***** Source information *****

PR #651, opened 2025-05-19
proc/lock: fix owner NULL dereference

### LINKED ISSUE #650: proc/lockSet: null dereference
https://github.com/phoenix-rtos/phoenix-rtos-kernel/blob/25c3b9e6400404a15561a6c3aa963ab631c1f0db/proc/threads.c#L1604

Here lock->owner can be NULL, this leads to pagefault inside _proc_threadGetPriority.

It happens relatively often when current and owner are destroyed during lock handling.

etiaro:
## Motivation and Context

Resolves #650 

## Types of changes

## How Has This Been Tested?

- [x] Tested by hand on: riscv64-qemu, ia32-qemu.

## Checklist:

## Special treatment

### DIFF
--- a/proc/threads.c
+++ b/proc/threads.c
@@ -1596,6 +1596,10 @@ static int _proc_lockSet(lock_t *lock, int interruptible, spinlock_ctx_t *scp)
 		do {
 			/* _proc_lockUnlock will give us a lock by it's own */
 			if (proc_threadWaitEx(&lock->queue, &lock->spinlock, 0, interruptible, scp) == -EINTR) {
+				/* Can happen when thread_destroy is called on lock owner and current */
+				if (lock->owner == NULL) {
+					return -EINTR;
+				}
 				/* Don't return EINTR if we got lock anyway */
 				if (lock->owner != current) {
 					hal_spinlockSet(&threads_common.spinlock, &sc);


proc/threads.c
```diff
@@ -1596,6 +1596,10 @@ static int _proc_lockSet(lock_t *lock, int interruptible, spinlock_ctx_t *scp)
 		do {
 			/* _proc_lockUnlock will give us a lock by it's own */
 			if (proc_threadWaitEx(&lock->queue, &lock->spinlock, 0, interruptible, scp) == -EINTR) {
+				/* Can happen when thread_destroy is called on lock owner and current */
+				if (lock->owner == NULL) {
+					return -EINTR;
+				}
```
agkaminski, line 1602: IMHO the core of the problem is that we clear the `threads_common.spinlock` in line 1594, which can lead to a race on a SMP system.

So I think this check should be performed under `threads_common.spinlock` in the line 1606 instead. Current solution just makes the race less probable

agkaminski: Eh, I guess the whole `if (lock->owner != current)` should be under spinlock too, I think

agkaminski (approved):
Perhaps move the condition later and set the priority when `lock->owner != NULL` instead. Personal preference I guess, so just an option to consider.

etiaro:
That's my first though too, but I didn't want to add even more layers of nesting here

PR #656, opened 2025-05-26
ioctl: serialize special ioctls outside of kernel

julianuziemblo:
## Description
For the kernel, the ioctl syscall data should be transparent, so special ioctls (e.g. ones containing a pointer in the input structure) should be serialized/deserialized in userspace. Additional size parameter is passed to allow for not-const sized ioctl payloads (e.g. for SIOCGIFCONF).
Related (serialization in userspace): https://github.com/phoenix-rtos/libphoenix/pull/414

## Types of changes

- [x] Breaking change (fix or feature that would cause existing functionality to change):
    - change signature of ioctl syscall proxy function: `int sys_ioctl(int fildes, unsigned long request, void *val, size_t size)`
    This was done to pass the size of the size of the whole structure to the kernel without affecting the `request` variable, so we can still match on it in the device server handling the ioctl. This eliminates the need to handle special cases in the kernel: userspace serializes the ioctl, and device server unpacks it.

## How Has This Been Tested?

- [x] Tested by hand on: `armv7m7-imxrt106x-evk`, `ia32-generic-qemu`

## Checklist:

    - requires change to documentation regarding ioctl syscall (accepting 4th argument `size`)

## Special treatment

    - TODO

### DIFF
--- a/posix/posix.c
+++ b/posix/posix.c
@@ -1617,19 +1617,11 @@ int posix_fcntl(int fd, unsigned int cmd, char *ustack)
 #define IOC_OUT                      0x40000000
 #define IOC_IN                       0x80000000
 #define IOC_INOUT                    (IOC_IN | IOC_OUT)
-#define _IOC(inout, group, num, len) ((unsigned long)(inout | ((len & IOCPARM_MASK) << 16) | ((group) << 8) | (num)))
-
-#define SIOCGIFCONF _IOC(IOC_INOUT, 'S', 0x12, sizeof(struct ifconf))
-#define SIOCADDRT   _IOC(IOC_IN, 'S', 0x44, sizeof(struct rtentry))
-#define SIOCDELRT   _IOC(IOC_IN, 'S', 0x45, sizeof(struct rtentry))
 
 
-static void ioctl_pack(msg_t *msg, unsigned long request, void *data, oid_t *oid)
+static void ioctl_pack(msg_t *msg, unsigned long request, void *data, size_t size, oid_t *oid)
 {
-	size_t size = IOCPARM_LEN(request);
 	ioctl_in_t *ioctl = (ioctl_in_t *)msg->i.raw;
-	struct ifconf *ifc;
-	struct rtentry *rt;
 
 	hal_memcpy(&msg->oid, oid, sizeof(*oid));
 	msg->type = mtDevCtl;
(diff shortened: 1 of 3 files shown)


agkaminski (commented):
LGTM, would like @Darchiv to approve

posix/posix.c
```diff
@@ -1715,14 +1688,16 @@ int posix_ioctl(int fildes, unsigned long request, char *ustack)
 			default:
 				if (((request & IOC_INOUT) != 0) || (IOCPARM_LEN(request) > 0)) {
 					GETFROMSTACK(ustack, void *, data, 2);
+					GETFROMSTACK(ustack, size_t, size, 3);
```
Darchiv: As we have the size of `data` now, `data` pointer can be checked with `vm_mapBelongs()` (see other syscalls for reference). This is an optional syscall parameter, so it should probably be done here - in this case include a comment in `syscalls_sys_ioctl()` so that it is apparent you took care of securing this syscall.

posix/posix.c
```diff
@@ -1643,22 +1643,16 @@ int posix_fcntl(int fd, unsigned int cmd, u8 *ustack)
...
 
-#define IOC_OUT                      0x40000000UL
-#define IOC_IN                       0x80000000UL
-#define IOC_INOUT                    (IOC_IN | IOC_OUT)
-#define _IOC(inout, group, num, len) ((unsigned long)((inout) | (((len) & IOCPARM_MASK) << 16) | (((unsigned int)(group)) << 8) | (num)))
+#define IOC_VOID   0x00000000UL
+#define IOC_NESTED 0x20000000UL
+#define IOC_OUT    0x40000000UL
+#define IOC_IN     0x80000000UL
+#define IOC_INOUT  (IOC_IN | IOC_OUT)
```
Darchiv: I have just seen that libphoenix and kernel duplicate these macros, ugh. The _phoenix-rtos-kernel/include_ directory is installed for libphoenix to be used via `#include <phoenix/*.h>`, so both components can use common definitions. It makes sense to have ABI-related definitions in a single shared maintenance point. (For example, see: posix-statvfs.h)

Maybe move these macros to _phoenix-rtos-kernel/include/ioctl.h_ and in _include/sys/ioctl.h_ just include it? Not sure how many of them - for sure ABI-defining (with bit positions), so maybe just `IOC*`, `IOC_*`, and `_IOC`, while e.g. `_IO` can be left in libphoenix

PR #556, opened 2024-06-04
proc: Rename kernel thread to kthread instead of idle

agkaminski:
to avoid confusion when using 'ps' applet

DONE: RTOS-845

## Types of changes

- [ ] Bug fix (non-breaking change which fixes an issue)
- [ ] New feature (non-breaking change which adds functionality)
- [ ] Breaking change (fix or feature that would cause existing functionality to change)
- [x] Chore (refactoring, style fixes, git/CI config, submodule management, no code logic changes)

## How Has This Been Tested?

- [x] Already covered by automatic testing.
- [ ] New test added: (add PR link here).
- [ ] Tested by hand on: (list targets here).

## Checklist:

- [ ] My change requires a change to the documentation.
- [ ] I have updated the documentation accordingly.
- [ ] I have added tests to cover my changes.
- [x] All new and existing linter checks and tests passed.
- [x] My changes generate no new compilation warnings for any of the targets.

## Special treatment

- [ ] This PR needs additional PRs to work (list the PRs, preferably in merge-order).
- [ ] I will merge this PR by myself when appropriate.

PR #661, opened 2025-05-30
!perf: introduce performance analysis subsystem

adamgreloch:
Introduces a subsystem intended for various performance analysis
mechanisms: tracing, sample-based methods, MPU utilization, etc.

Breaking change: This commit generalizes the `perf_*` syscalls to
support various methods desribed above. Previous perf semantics are
preserved in the `perf_mode_threads` mode.

The subsystem currently implements `perf_mode_trace` mode - a mechanism
for tracing syscalls, interrupts, locks and scheduler events. The events
are outputed in CTF format to a cbuffer that can be retrieved from
userspace using `perf_read(perf_mode_trace)` and later processed by 3rd
party libraries like babeltrace2.

JIRA: RTOS-1057

## Types of changes

## How Has This Been Tested?

- [X] Tested by hand on: ia32-generic-qemu

## Checklist:

## Special treatment


proc/lock.h
```diff
@@ -59,4 +63,10 @@ extern int proc_lockInit(lock_t *lock, const struct lockAttr *attr, const char *
 extern int proc_lockDone(lock_t *lock);
 
 
+static inline int proc_lockGetId(const lock_t *lock)
+{
+	return lock->idlinkage.id;
+}
```
agkaminski: Why is this needed? `lock` is a per process resource, not a global one. lock_id:process_id provides unique identifier

adamgreloch: After discussion, we have decided to use lock address as unique id

perf/buffer-mem.c
```diff
@@ -0,0 +1,125 @@
...
+
+
+struct {
+	vm_map_t *kmap;
+
+	time_t lastTimestamp;
+	cbuffer_t buffer;
+	page_t *pages;
+
+	time_t prev;
```
etiaro: what are `lastTimestamp` and `prev` for?

perf/buffer-mem.c
etiaro, line 1: Why is name of this file different than header `buffer.h`?

proc/process.c
```diff
@@ -29,6 +29,7 @@
 #include "msg.h"
 #include "ports.h"
 #include "userintr.h"
+#include "perf/events.h"
```
etiaro: Is this necessary?

proc/threads.c
```diff
@@ -668,9 +674,17 @@ int threads_schedule(unsigned int n, cpu_context_t *context, void *arg)
 {
 	spinlock_ctx_t sc;
 	int ret;
+
+	int cpuId = hal_cpuGetID();
+
+	perf_traceEventsSchedEnter(cpuId);
```
etiaro: Shouldn't this be inside _threads_schedule?
On some targets (eg ia32), there's a direct call to _threads_schedule from hal_cpuReschedule implementation.
I don't know how often it happens (there's a threads_schedule call too)

perf/trace.c
```diff
@@ -0,0 +1,159 @@
...
+ */
+
+
+#include "buffer.h"
+#include "events.h"
+#include "trace.h"
+
+
+struct {
+	time_t lastTimestamp;
```
etiaro: Is `lastTimestamp` necessary?

perf/trace.c
```diff
@@ -0,0 +1,159 @@
...
+
+	if (trace_common.gather == 0) {
+		return -EINVAL;
+	}
+
+	if (trace_common.nonMonotonicity != 0) {
+		lib_printf("kernel (%s:%d): timer non-monotonicity detected during event gathering", __func__, __LINE__);
+	}
+
+	if (trace_common.bufferFull != 0) {
```
etiaro: I guess `gather`, `nonMonotonicity`, `bufferFull` should be protected by spinlock

proc/process.c
adamgreloch: Not anymore, thanks

perf/buffer-mem.c
adamgreloch: There may be multiple `buffer.h` implementations, i.e. `buffer-rtt.c` that pushes the events via RTT instead

perf/trace.c
adamgreloch: `gather` is a specific case, but I agree about the rest

proc/threads.c
adamgreloch: Yeah, you're right, thanks

hal/arm/rtt.c
```diff
@@ -140,10 +148,20 @@ int _hal_rttReset(unsigned int chan, rtt_dir_t dir)
 }
 
 
+int _hal_rttInitialized(void)
+{
+	return common.rtt != NULL;
```
etiaro, line 157: Is that guaranteed to be NULL?

include/perf.h
```diff
@@ -0,0 +1,28 @@
...
+#define _PHOENIX_PERF_H_
+
+
+/* clang-format off */
+typedef enum { perf_mode_trace, perf_mode_count } perf_mode_t;
+typedef enum { trace_channel_meta, trace_channel_event, trace_channel_count } trace_channel_t;
+/* clang-format on */
+
+
+#define PERF_TRACE_FLAG_ROLLING (1 << 1) /* treat event channel as rolling window */
```
etiaro: nitpick: first bit is (1 << 0)

proc/threads.c
```diff
@@ -2111,6 +1893,19 @@ int proc_threadsOther(thread_t *t)
 }
 
 
+void proc_threadsListCb(void *arg, int i, threadinfo_t *tinfo)
```
etiaro: This should be static

proc/threads.c
```diff
@@ -104,289 +104,50 @@ static int _proc_threadWakeup(thread_t **queue);
...
 
-static unsigned perf_idpack(unsigned id)
-{
-	return id >> 8;
-}
-
-
 /* Note: always called with threads_common.spinlock set */
-static void _perf_event(thread_t *t, int type)
+static void _updateWaits(thread_t *t, int type)
```
etiaro: Why is the module name prefix removed in all these functions?

perf/trace-events.h
```diff
@@ -0,0 +1,289 @@
...
+		ev.tid = proc_getTid(t);
+		ev.priority = t->priority;
+
+		if (t->process != NULL) {
+			ev.pid = process_getPid(t->process);
+			process_getName(t->process, ev.name, sizeof(ev.name));
+		}
+		else {
+			ev.pid = 0;
+			hal_memcpy(ev.name, "[idle]", sizeof("[idle]"));
```
etiaro: There can be kernel threads other than idle (eg usrv)

perf/trace.c
```diff
@@ -0,0 +1,341 @@
...
+	 * Treat `gather` as atomic to reduce overhead on the kernel when the tracing is disabled
+	 * - there is only one writer at a time (perf_trace{Start,Finish}()) and multiple readers
+	 * (trace events doing trace_isRunning()). Due to eventual consistency in the readers
+	 * we may lose some events, but we may lose them anyway as the invocation of
+	 * trace_start() naturally races with kernel events occurring in the meantime.
+	 *
+	 * `running` is an always consistent copy of `gather` used for proper synchronization of
+	 * tracing state.
+	 */
+	volatile int gather;
```
etiaro: `running` with added volatile can be used for checks without spinlock, which makes this duplication unnecessary

proc/threads.c
adamgreloch: They are static, so the module name is unnecessary. They are not really a part of `perf` anymore and serve just as hooks for invoking arbitrary code when a specific scheduler event occurs

adamgreloch: Upon further discussion, let's stay consistent with the rest of the kernel code. Added `_threads` prefix

include/syscalls.h
```diff
@@ -124,5 +124,7 @@
 	ID(sys_mprotect) \
 	\
 	ID(sys_statvfs) \
-	ID(sys_uname)
+	ID(sys_uname) \
+	\
+	ID(perf_stop)
```
Darchiv: Since this is a breaking change I think `perf_stop` can be moved to its sibling (`perf_*`) syscalls

syscalls.c
```diff
@@ -21,12 +21,16 @@
...
 #include "include/utsname.h"
+#include "include/perf.h"
 #include "lib/lib.h"
 #include "proc/proc.h"
 #include "vm/object.h"
 #include "posix/posix.h"
 #include "syspage.h"
 
+#include "perf/perf.h"
+#include "perf/trace-events.h"
```
Darchiv, line 35: Why separate these includes? They are a module just like lib/, proc/, vm/ etc.

syscalls.c
```diff
@@ -482,11 +486,22 @@ int syscalls_syspageprog(void *ustack)
...
 {
-	unsigned pid;
+	process_t *proc = proc_current()->process;
+	perf_mode_t mode;
+	unsigned flags;
+	void *arg;
+	size_t sz;
 
-	GETFROMSTACK(ustack, unsigned, pid, 0);
+	GETFROMSTACK(ustack, perf_mode_t, mode, 0);
```
Darchiv: I'm not convinced about enums as syscall arguments due to potential ABI incompatibilities, but maybe we should not assume that enums may **not** be `int` (due to `-fshort-enums` or others)

perf/trace-events.h
```diff
@@ -0,0 +1,289 @@
...
+	TRACE_EVENT_SYSCALL_EXIT = 0x29,
+	TRACE_EVENT_SCHED_ENTER = 0x2a,
+	TRACE_EVENT_SCHED_EXIT = 0x2b,
+	TRACE_EVENT_LOCK_NAME = 0x2c,
+	TRACE_EVENT_LOCK_SET_ENTER = 0x2d,
+	TRACE_EVENT_LOCK_SET_ACQUIRED = 0x2e,
+	TRACE_EVENT_LOCK_SET_EXIT = 0x2f,
+	TRACE_EVENT_LOCK_CLEAR = 0x30,
+	TRACE_EVENT_THREAD_PRIORITY = 0x31,
+	TRACE_EVENT_PROCESS_KLL = 0x32,
```
Darchiv: `KILL`?

perf/tsdl/metadata
```diff
@@ -0,0 +1,188 @@
...
+};
+
+event {
+	name = thread_priority;
+	id = 0x31;
+	fields := struct {
+		u16 tid;
+		u8 priority;
+	};
+};
```
Darchiv, line 188: Definition for `TRACE_EVENT_PROCESS_KLL` missing

perf/trace-events.h
```diff
@@ -0,0 +1,289 @@
...
+		ev.tid = proc_getTid(t);
+		ev.priority = t->priority;
+
+		if (t->process != NULL) {
+			ev.pid = process_getPid(t->process);
+			process_getName(t->process, ev.name, sizeof(ev.name));
+		}
+		else {
+			ev.pid = 0;
+			hal_memcpy(ev.name, "[kthr]", sizeof("[kthr]"));
```
Darchiv: We should probably agree on naming of various system entities. Is `[kthr]` already used anywhere? If we merge https://github.com/phoenix-rtos/phoenix-rtos-kernel/pull/556, then should this also be `[kthread]`?

perf/trace.c
```diff
@@ -0,0 +1,336 @@
...
+
+
+#define TRACE_NON_MONOTONICITY (1 << 1)
+#define TRACE_EVENT_DELAYED    (1 << 2)
+#define TRACE_BUFFER_WRITE_ERR (1 << 3)
+
+
+static u32 _gettimeRaw(void)
+{
+	u32 now = hal_timerGetUs();
```
Darchiv: I assume that `u32` is used in event frames for a timestamp and that is the reason to down-size the result of `time_t hal_timerGetUs()`?

adamgreloch: Correct

perf/trace-events.h
adamgreloch: Yes, it should be `[kthread]` then. The initial `ctf_to_perfetto` converter used this thread as a fallback for any kernel events (IRQs, sched, etc.), so the `[idle]` seemed misleading to me. In the current version it doesn't matter anymore (converter manages entity naming in its own way).

syscalls.c
adamgreloch: Subconsciously, to emphasize that these are purely "meta" includes, not really a part of the kernel code as they just instrument it. I can remove the newline if you wish

syscalls.c
adamgreloch: Fair, changed `mode` to `int`

perf/trace-events.h
adamgreloch: Upon discussion, changed to `[kernel]` to remove any mental connection to actual kernel thread naming

Darchiv (approved):

hal/sparcv8leon/gaisler/irqamp.c
```diff
@@ -232,6 +232,12 @@ char *hal_interruptsFeatures(char *features, size_t len)
 }
 
 
+void _hal_interruptsTrace(int enable)
+{
+	/* TODO */
```
Darchiv, line 237: Maybe indicate (in commit msg) that interrupts are not traced on gaisler?

adamgreloch: Done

*****

Task item — If a line in the records holds the string "fixes", copy it.

Task output —
- [ ] Bug fix (non-breaking change which fixes an issue)
- [x] Chore (refactoring, style fixes, git/CI config, submodule management, no code logic changes)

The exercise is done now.